The oldest known lathers are certain plants that contain saponin, a substance which yields soap-like suds. The best known saponaceous plant is soapbark (Quillaja Saponaria), an evergreen shrub native to Chile whose inner bark is used in some shampoos. Man-made soap, however is formed when a fatty acid and an alkali are brought into contact in the presence of water. Although the circumstances of discovering this chemical reaction are unknown, it has been speculated that it was first discovered by the Romans at Sapo, a hilly area near Rome, where animals were burned in sacrifice to the gods. The animal fat and ash thus accumulated at the altar would react with rainwater to form soap which trickled down the hillside into the river Tiber where ordinary Romans found the sudsy water conducive to cleaning soiled garments. Regardless of the truth of this legend, the name of the product in many languages seems to be a derivative of the word Sapo: soap (English) , sapone (Italian), savon (French), and Sabun (Arabic).

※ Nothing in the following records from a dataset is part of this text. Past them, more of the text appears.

PR #6152, opened 2025-02-12
Add right_to_left and bottom_to_top Grid properties.

### LINKED ISSUE #6007: [Feature request] More grid properties
Hello. This is my first request, and at the risk of sounding like an idiot because maybe it already exists and I've been unable to find it, here it is!
By default, a grid deploys to the right and then down.

I would like to ask if it could be possible to add terms to be put inside a grid to control in which direction it deploys.
The current solution I'm using is this:
```python
    grid 3 2:
        at transform:
            yzoom -1
        for i, num in enumerate(whatever):
            textbutton "[num]":
                action NullAction()
                at transform:
                    yzoom -1
```
I'm thinking it would be nice to have a prettier/simpler alternative.

I'd like to request additional properties like so:
**"deploy_right_up" :** the grid elements will appear first as a row to the top-right of the anchor, then another row above it.
**"deploy_left_up" :** the grid elements will appear first as a row to the top-left of the anchor, then another row above it.
**"deploy_left_down" :** the grid elements will appear first as a row to the bottom-left of the anchor, then another row below it.

Lezalith:
These properties combined with transpose allow for 8 different ways to fill a grid. The way grid is rendered had to be changed slightly.  
  
Tested for all types of grid (square, more-rows rectangle, more-columns rectangle).  
  
Behind-the-scenes of the grid was changed. It now generates a gridmap (dict of {child : (col, row)}), and children are placed according to it, rather than always being filled in row-major order. Offsets are also sorted based on gridmap.  
This shouldn't break anything in existing code.   
  
Closes #6007

### DIFF
--- a/renpy/display/layout.py
+++ b/renpy/display/layout.py
@@ -488,7 +488,8 @@ class Grid(Container):
         top_margin = compute_raw(self.style.top_margin, height)
         bottom_margin = compute_raw(self.style.bottom_margin, height)
 
-        # Generates a gridmap dict. Key: child, Value: (col, row) tuple of intended position
+        # Generates a gridmap list containing (col, row) tuples of intended position
+        # for each child.
         gridmap = self.generate_gridmap()
 
         # Now, start the actual rendering.
@@ -501,9 +502,8 @@ class Grid(Container):
         if self.style.yfill:
             renheight = (height - (self.rows - 1) * yspacing - top_margin - bottom_margin) // self.rows
 
-        # Key: child, Value: render instance
-        renders = {child: render(child, renwidth, renheight, st, at) for child in gridmap.keys()}
-        sizes = [render.get_size() for render in renders.values()] # Order doesn't matter
+        renders = [render(child, renwidth, renheight, st, at) for child in self.children]
+        sizes = [r.get_size() for r in renders]
 
         cwidth = 0
         cheight = 0
@@ -523,24 +523,19 @@ class Grid(Container):
 
         rv = renpy.display.render.Render(width, height)
 
-        # Key: child, Value: (x, y) tuple of position offsets
-        offsets_dict = {}
+        # List of offsets in the same order as self.children
+        self.offsets = []
 
-        for child in gridmap.keys():
-            col, row = gridmap[child]
+        for i, child in enumerate(self.children):
+            col, row = gridmap[i]
 
-            surf = renders[child]
+            surf = renders[i]
 
             xpos = col * (cwidth + xspacing) + left_margin
             ypos = row * (cheight + yspacing) + top_margin
 
             offset = child.place(rv, xpos, ypos, cwidth, cheight, surf)
-            offsets_dict[child] = offset
-
-        # Offsets sorted to match the initial order of children
-        self.offsets = []
-        for child in gridmap.keys():
-            self.offsets.append(offsets_dict[child])
+            self.offsets.append(offset)
 
         return rv
 
@@ -586,7 +581,7 @@ class Grid(Container):
         else:
             intended_order = [(col, row) for row in row_order for col in col_order]
         
-        return {self.children[i]: pos for i, pos in enumerate(intended_order)}
+        return intended_order
 
 class IgnoreLayers(Exception):
     """
--- a/renpy/display/layout.py
+++ b/renpy/display/layout.py
@@ -432,6 +432,8 @@ class Grid(Container):
                  transpose=False,
                  style='grid',
                  allow_underfull=None,
+                 right_to_left=False,
+                 bottom_to_top=False,
                  **properties):
         """
         @param cols: The number of columns in this widget.
@@ -442,6 +444,12 @@ class Grid(Container):
 
         @params allow_underfull: Controls if grid may be underfull.
         If None - uses config.allow_underfull_grids.
+
+        @params right_to_left: True if cells should be filled
+        right to left.
+
+        @params bottom_to_top: True if cells should be filled
+        bottom to top.
         """
 
         if padding is not None:
@@ -457,6 +465,9 @@ class Grid(Container):
 
         self.transpose = transpose
         self.allow_underfull = allow_underfull
+
+        self.right_to_left = right_to_left
+        self.bottom_to_top = bottom_to_top
 
     def render(self, width, height, st, at):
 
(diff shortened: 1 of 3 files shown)


Lezalith:
Changed gridmap to be a list of (col, row) tuples instead of a dict, and changed the rest accordingly.   
The for loop that renders children now iterates over children in their original order, eliminating the need to sort offsets in any way.

Andykl:
Nitpick. You could just use `range` and `reversed` of range, so you don't create 2 to 4 lists and then throw it away.
Overall I like the idea. It could be useful in case grid represents some text, or other data that can change fill order for different languages.

mal:
Taking the logic you've worked out and implemented, this change can be simplified significantly:

Commit transform this PR into simpler version:
https://github.com/renpy/renpy/commit/dfa98b72df99e84edf44de63895476062e34af82

Combined diff against Ren'Py master (to see how the overall diff is simplified):
https://github.com/renpy/renpy/compare/master...mal:lezalith_grid_props

Ideally I'd like to roll all this into a single commit to reduce churn in the git history, but for now just presenting it.

Lezalith:
> Taking the logic you've worked out and implemented, this change can be simplified significantly:
> 
> Commit to transform this PR into simpler version: [dfa98b7](https://github.com/renpy/renpy/commit/dfa98b72df99e84edf44de63895476062e34af82)
> 
> Combined diff against Ren'Py master (to see how the overall diff is simplified): [master...mal:lezalith\_grid\_props](https://github.com/renpy/renpy/compare/master...mal:lezalith_grid_props)
> 
> Ideally I'd like to roll all this into a single commit to reduce churn in the git history, but for now just presenting it.

Are you sure the offsets will be sorted correctly this way? It's similar to my first draft but what came out of it was a weird bug where the offsets of cases `transpose True right_to_left True` and `transpose True bottom_to_top True` were swapped.   
  
Definitely agree with squashing this into a single commit btw.

mal:
You're correct the first version I posted had neglected offsets as you describe, but I believe the (now) updated version should correctly order them as expected. 🤞

renpy/display/layout.py
```diff
@@ -432,6 +432,8 @@ def __init__(self, cols, rows, padding=None,
                  transpose=False,
                  style='grid',
                  allow_underfull=None,
+                 right_to_left=False,
```
mal, line 435: Now that we're in py3 we can stop the accidental creep of new positional args by making any new ones kwarg-only.
```suggestion
                 *,
                 right_to_left=False,
```

renpy/display/layout.py
```diff
@@ -477,31 +488,22 @@ def render(self, width, height, st, at):
         top_margin = compute_raw(self.style.top_margin, height)
         bottom_margin = compute_raw(self.style.bottom_margin, height)
```
mal, line 490: Worth keeping these.
```suggestion

        # For convenience and speed.
        cols = self.cols
        rows = self.rows

```

renpy/display/layout.py
```diff
@@ -477,31 +488,22 @@ def render(self, width, height, st, at):
...
+        gridmap = self.generate_gridmap()
 
         # Now, start the actual rendering.
 
         renwidth = width
         renheight = height
 
         if self.style.xfill:
-            renwidth = (width - (cols - 1) * xspacing - left_margin - right_margin) // cols
+            renwidth = (width - (self.cols - 1) * xspacing - left_margin - right_margin) // self.cols
```
mal, line 501:
```suggestion
            renwidth = (width - (cols - 1) * xspacing - left_margin - right_margin) // cols
```

renpy/display/layout.py
```diff
@@ -477,31 +488,22 @@ def render(self, width, height, st, at):
...
         if self.style.yfill:
-            renheight = (height - (rows - 1) * yspacing - top_margin - bottom_margin) // rows
+            renheight = (height - (self.rows - 1) * yspacing - top_margin - bottom_margin) // self.rows
```
mal, line 503:
```suggestion
            renheight = (height - (rows - 1) * yspacing - top_margin - bottom_margin) // rows
```

renpy/display/layout.py
```diff
@@ -516,32 +518,24 @@ def render(self, width, height, st, at):
         if self.style.yfill:
             cheight = renheight
 
-        width = cwidth * cols + xspacing * (cols - 1) + left_margin + right_margin
-        height = cheight * rows + yspacing * (rows - 1) + top_margin + bottom_margin
+        width = cwidth * self.cols + xspacing * (self.cols - 1) + left_margin + right_margin
+        height = cheight * self.rows + yspacing * (self.rows - 1) + top_margin + bottom_margin
```
mal, line 522:
```suggestion
        width = cwidth * cols + xspacing * (cols - 1) + left_margin + right_margin
        height = cheight * rows + yspacing * (rows - 1) + top_margin + bottom_margin
```

renpy/display/layout.py
```diff
@@ -573,6 +567,21 @@ def per_interact(self):
         for _ in range(delta):
             self.add(null)
 
+    def generate_gridmap(self):
+        row_order = list(range(self.rows))
```
mal, line 571: No need to convert the range to a list here.
```suggestion
        row_order = range(self.rows)
```

renpy/display/layout.py
```diff
@@ -573,6 +567,21 @@ def per_interact(self):
...
+        if self.bottom_to_top:
+            row_order = row_order[::-1]
+
+        col_order = list(range(self.cols))
```
mal, line 575: Or here.
```suggestion
        col_order = range(self.cols)
```

renpy/display/layout.py
```diff
@@ -573,6 +567,21 @@ def per_interact(self):
...
+        if self.right_to_left:
+            col_order = col_order[::-1]
+
+        if self.transpose:
+            intended_order = [(col, row) for col in col_order for row in row_order]
+        else:
+            intended_order = [(col, row) for row in row_order for col in col_order]
+        
+        return intended_order
```
mal, line 584: Whitespace fixes.
```suggestion

        return intended_order

```

mal (commented):
I've retracted my original larger suggestion, as ultimately I don't think it ended up being a cleaner approach than the one already being proposed.

I've added a few much more minor suggestions as part of this review which, if you're happy with, I believe GitHub will allow to be collected into a single commit automatically somehow.

Lezalith:
> I've retracted my original larger suggestion, as ultimately I don't think it ended up being a cleaner approach than the one already being proposed.
> 
> I've added a few much more minor suggestions as part of this review which, if you're happy with, I believe GitHub will allow to be collected into a single commit using the "Add suggestion to batch" button in the files tab of this PR.

It did indeed! And I learned something new today. I believe it's ready for merge now.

The first evidence of soapmaking process

was recorded on Sumerian clay tablets dating from 2500 B.C. The soap, produced from goat fat and ashes of a native bush, was used to clean wool and fleece. It is thought that the Celtic Gauls made a hair shampoo from goats fat and beechwood ash and used it in bartering with the Phoenicians around 600 B.C. The irrefutable evidence of ancient soapmaking is a soap factory that was uncovered in the ruins at Pompeii, in southwest Italy, preserved by the lava ashes of Vesuvius when it erupted in 79 A.D. The first reference to soap, used for cleaning persons or clothes however, is by the Greek physician, Galen, in the second century A.D.

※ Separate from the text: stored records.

PR #6159, opened 2025-02-16
Fix miner typos

jsfehler:


renpytom:
You're doing the thing with the names on purpose, aren't you?

Issue #242, opened 2026-02-06
tProxy does not update `nominal_hashrate` on upstream channel when receiving `SetTarget`


gimballock:
<img width="765" height="274" alt="Image" src="https://github.com/user-attachments/assets/8d870172-bf16-465f-9570-be22dc316bd6" />

**Summary**
The tProxy's reported server hashrate (`sv2_server_hashrate_total`) is significantly higher than the pool's reported client hashrate (`sv2_client_hashrate_total`) for the same connection, even though both sides use `get_nominal_hashrate()` to compute the value. This makes the hashrate metric non-comparable across the two applications.

**Root Cause**
When the pool's vardiff algorithm adjusts a channel's difficulty, it calls `ExtendedChannel::update_channel(new_hashrate, None)`, which updates both the channel's `target` and `nominal_hashrate` to reflect the miner's actual observed hashrate.

However, when the tProxy receives the resulting `SetTarget` message from the pool, its `handle_set_target` implementation ([mining_message_handler.rs:865](https://github.com/stratum-mining/sv2-apps/blob/main/miner-apps/translator/src/lib/sv2/channel_manager/mining_message_handler.rs#L865)) only calls `set_target()` on the upstream extended channel — it *never updates* `nominal_hashrate`.

This means the tProxy's upstream channel retains the originally declared hashrate from `OpenExtendedMiningChannel` (e.g. `min_individual_miner_hashrate` = 10 TH/s from config), while the pool has already adjusted it down to the actual observed hashrate (e.g. ~1.5 TH/s for a Bitaxe).

**Impact**
- **Monitoring:** `sv2_server_hashrate_total` on the tProxy reports a value ~6x higher than `sv2_client_hashrate_total` on the pool for the same miner, making cross-application dashboards misleading.
- **Any logic using** `get_nominal_hashrate()` on the tProxy's upstream channel will see a stale value that diverges further from reality over time as vardiff adjusts.

**Expected Behavior**
When the tProxy receives a `SetTarget` from the pool, it should also update the upstream channel's `nominal_hashrate` to stay consistent with the pool's vardiff estimate. The `ExtendedChannel::update_channel(new_hashrate, None)` method is available for this purpose — the new hashrate can be derived from the new target using the same formula vardiff uses.

**Steps to Reproduce**
[...]

PR #245, opened 2026-02-06
fix(channels): Update channel nominal hashrate from downstream vardiff estimate

gimballock:
In aggregated mode, update the upstream extended channel's nominal hashrate to match the downstream vardiff estimate before forwarding UpdateChannel. In non-aggregated mode, update the specific extended channel's nominal hashrate. This ensures monitoring reports values consistent with downstream vardiff estimates.

See [stratum-mining/sv2-apps#242](https://github.com/stratum-mining/sv2-apps/issues/242)


GitGab19 (approved):
We need to get https://github.com/stratum-mining/stratum/pull/2077 merged before proceeding with this one, otherwise CI is not gonna pass.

Production and use of soap was almost completely halted during the European Dark Ages that followed the fall of The Roman Empire. Only in the eastern Mediterranean regions of Byzantine Empire and the expanding Arab world soapmaking remained alive and active. Around the 8th century however, soapmaking was revived in Italy and Spain. By the 13th century, soapmaking appeared in France and by the 14th, in England. Louis Pasteurs theory that microbes were the cause of many diseases, fostered a concern with cleanliness that prompted the hygienic movement of the early 1800 and by mid 1800s soap factories were established in most large villages where householders could obtain the precious bar soap in exchange for the fat of the slaughtered animals.

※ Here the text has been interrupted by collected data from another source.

PR #247, opened 2026-02-09
tProxy fallbacks after receiving a `SetExtranoncePrefix` from upstream

### LINKED ISSUE #139: tProxy's`handle_set_extranonce_prefix` is wrong
the current tProxy implementation of `handle_set_extranonce_prefix` is wrong:

https://github.com/stratum-mining/sv2-apps/blob/39188c7cf60ecf7db89b54eb3128df7f118a174a/miner-apps/translator/src/lib/sv2/channel_manager/mining_message_handler.rs#L308-L317

an extranonce prefix is a contract between client and server... it is initially established via `OpenExtendedMiningChannel.Success` and on Sv2 realm it can potentially change during the lifetime of the channel

in Sv1, we cannot dynamically change it once it's already been established, so it's fair that tProxy needs to treat this message with caution

synchronization of `extranonce_prefix` between server and client is essential for share validity

simply ignoring `SetExtranoncePrefix` will cause subsequent shares to be invalid, because now server and client are operating under different states

this should ~~trigger fallback~~ (or better: force all Sv1 clients to re-connect under a new `extranonce1`), not be ignored

GitGab19:
Closes #139

### DIFF
--- a/integration-tests/tests/translator_integration.rs
+++ b/integration-tests/tests/translator_integration.rs
@@ -1794,3 +1794,172 @@ async fn aggregated_translator_handles_downstream_connecting_during_future_job()
         .wait_for_message(&["mining.submit"], MessageDirection::ToUpstream)
         .await;
 }
+
+/// Verifies that SetExtranoncePrefix triggers fallback since Sv1 clients cannot handle
+/// dynamic extranonce changes. Ignoring this message would cause share validity issues.
+#[tokio::test]
+async fn translator_fallbacks_on_set_extranonce_prefix() {
+    start_tracing();
+
+    // First upstream server mock (will send SetExtranoncePrefix)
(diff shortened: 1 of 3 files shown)


GitGab19:
> And we can let the downstream know about the extranonce change via setExtranonce message rather than performing disconnections?

We cannot rely on the Sv1 `mining.set_extranonce` message because majority of machines doesn't support that.

I simply implemented what @plebhash suggested in the [issue description](https://github.com/stratum-mining/sv2-apps/issues/139#issue-3748888670), which is the fallback.

But sure, another approach could be what you mentioned: disconnect all the clients, clean the old channels, let them reconnect, and create new channels.

GitGab19:
Closing this as stale.

Furthermore, we should ideally disconnect all the Sv1 clients connected, instead of doing the fallback.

The large-scale and controlled production of soap as we know it today became possible in 1823, when a French chemist, Eugene-Michel Chevreul, outlined the chemical reaction between fat and lye which produces soap and another until-then-unknown substance, which he named glycerin. By 1885, the English industrialist William Hesketh Lever had founded the Lever Brothers (as in Unilever, the consumer product conglomerate with annual sales of over $57B) and was making and selling the first soap with a registered name the Sunlight. The Industrial Revolution of the late 18th century which produced inexpensive cotton clothing that required more frequent washing increased the demand of soap. It wasnt long before the growth in soap production outgrew the supply of animal fats and oil seeds from tropical plantation. The shortage of vegetable oil was resolved in 1909 with the development of the hydrogenation process, whereby inferior vegetable oils could be transformed into hard soap bars and by 1914, Lever had solved the problem of animal fat shortage by making artificial animal fat.
The soapmaking process was changed drastically around 1940, when chemists developed a method to make soap continuously and not batch by batch. The new method was faster and more efficient, with warm soap extruded continuously before being cut and stamped into bars. Todays multi-billion dollar soap and detergent industry is dominated by Proctor & Gamble, Colgate Palmolive, and Unilever.